Notice how the final transcript differs from the partial:

  • end_of_turn is now true — the turn has ended.
  • turn_is_formatted is true — this is a finalized, formatted transcript.
  • end_of_turn_confidence is 1 — terminal punctuation triggered the end of turn.
  • All words now have word_is_final: true — the transcript is final and will not be revised.
  • The word timestamps and confidences have been refined compared to the partial.
  • The utterance field now contains the complete finalized text.
  • The incomplete “is—” from the partial has been resolved to “is” and “Sonny.” in the final transcript.
1{
2 "turn_order": 0,
3 "turn_is_formatted": true,
4 "end_of_turn": true,
5 "transcript": "My name is Sonny.",
6 "end_of_turn_confidence": 1,
7 "words": [
8 {
9 "start": 1216,
10 "end": 1635,
11 "text": "My",
12 "confidence": 0.956583,
13 "word_is_final": true
14 },
15 {
16 "start": 1676,
17 "end": 2515,
18 "text": "name",
19 "confidence": 0.999199,
20 "word_is_final": true
21 },
22 {
23 "start": 2556,
24 "end": 2975,
25 "text": "is",
26 "confidence": 0.999535,
27 "word_is_final": true
28 },
29 {
30 "start": 3016,
31 "end": 4155,
32 "text": "Sonny.",
33 "confidence": 0.316031,
34 "word_is_final": true
35 }
36 ],
37 "utterance": "My name is Sonny.",
38 "type": "Turn"
39}

Unlike Universal Streaming, there is no separate formatting message. The end-of-turn transcript is always formatted.

Session termination

To end a session, the client must send a Terminate message. The server then responds with a Termination message containing the total audio and session durations, and closes the connection.

Client sends:

1{ "type": "Terminate" }

Server responds:

1{
2 "type": "Termination",
3 "audio_duration_seconds": 13,
4 "session_duration_seconds": 13
5}

Always terminate sessions explicitly.

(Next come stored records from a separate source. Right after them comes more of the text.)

PR #333, opened 2020-12-15
Popup & MiniSheet stabilization

CFarcy:


src/components/react-admin/ColorPicker.js
```diff
@@ -40,7 +40,7 @@ const useStyles = makeStyles({
 
 const popover = {
   position: 'absolute',
-  zIndex: '2',
+  zIndex: '11',
```
jrmi, line 43: This is a generic component, you shouldn't modify zIndex here

CFarcy: Alright. Will modify elsewhere then!

src/modules/RA/DataLayer/components/tabs/PopupTab/PopupFielSelect.js
```diff
@@ -10,16 +10,17 @@ const FieldSelect = ({
   path,
   fields,
   selectable,
-  selected,
+  selected = '',
```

Sessions that are not terminated remain open and continue to accrue charges until the server auto-closes them after 3 hours (error code 3008). See Common errors for more details.

Summary

The complete message flow for this example is:

  1. Begin — session initialized
  2. SpeechStarted — speech detected at 1216ms
  3. Turn (partial) — speaker pauses mid-sentence; end_of_turn: false, turn_is_formatted: false
  4. Turn (final) — speaker finishes with terminal punctuation; end_of_turn: true, turn_is_formatted: true
  5. Termination — session ended

For more details on how partials work and how to tune turn detection timing, see Turn Detection and Partials.

Comparison with Universal Streaming

BehaviorUniversal-3 Pro StreamingUniversal Streaming
Partial frequencyAt most one per silence periodEvery audio frame (word-by-word)
FormattingBuilt in to every end-of-turn transcriptSeparate turn_is_formatted message when format_turns=true
Turn detectionPunctuation-based (min_turn_silence / max_turn_silence)Confidence-based (end_of_turn_confidence_threshold)
end_of_turn_confidenceAlways 1 when triggered by punctuationVaries based on model confidence
Words in partialsAll word_is_final: falseMix of true and false as words are finalized incrementally

For the Universal Streaming message sequence, see Message Sequence.